◆ **YOUR GOAL**
Each line from the one holding "This would be" to the end of the data below must be output verbatim, with no other lines.
---------- DATA UNDER STUDY
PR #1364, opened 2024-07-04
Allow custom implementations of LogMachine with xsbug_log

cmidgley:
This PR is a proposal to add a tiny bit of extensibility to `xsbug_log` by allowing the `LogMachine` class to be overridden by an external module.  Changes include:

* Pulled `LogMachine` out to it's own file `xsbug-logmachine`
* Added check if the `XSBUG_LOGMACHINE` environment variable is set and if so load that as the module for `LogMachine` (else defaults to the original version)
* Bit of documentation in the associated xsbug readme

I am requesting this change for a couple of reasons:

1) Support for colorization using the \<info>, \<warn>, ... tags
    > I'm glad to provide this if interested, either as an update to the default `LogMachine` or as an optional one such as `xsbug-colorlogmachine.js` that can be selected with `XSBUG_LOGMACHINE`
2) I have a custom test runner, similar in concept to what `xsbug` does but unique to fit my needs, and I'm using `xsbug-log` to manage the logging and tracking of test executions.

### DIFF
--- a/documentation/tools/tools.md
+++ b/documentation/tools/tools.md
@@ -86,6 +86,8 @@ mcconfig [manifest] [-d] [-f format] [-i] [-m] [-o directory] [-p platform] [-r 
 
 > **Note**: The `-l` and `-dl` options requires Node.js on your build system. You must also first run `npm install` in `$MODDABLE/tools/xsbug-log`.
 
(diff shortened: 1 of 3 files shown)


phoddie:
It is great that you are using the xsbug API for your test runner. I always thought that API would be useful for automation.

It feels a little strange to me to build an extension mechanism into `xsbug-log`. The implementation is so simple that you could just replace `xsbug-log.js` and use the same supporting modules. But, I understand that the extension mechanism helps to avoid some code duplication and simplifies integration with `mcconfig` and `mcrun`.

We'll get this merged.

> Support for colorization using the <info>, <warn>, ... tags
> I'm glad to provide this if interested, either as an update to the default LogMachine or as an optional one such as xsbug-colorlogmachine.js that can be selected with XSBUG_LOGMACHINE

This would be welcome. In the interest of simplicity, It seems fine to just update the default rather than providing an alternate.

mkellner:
--------------------
◆ **SOLUTION BELOW**
This would be welcome. In the interest of simplicity, It seems fine to just update the default rather than providing an alternate.

mkellner:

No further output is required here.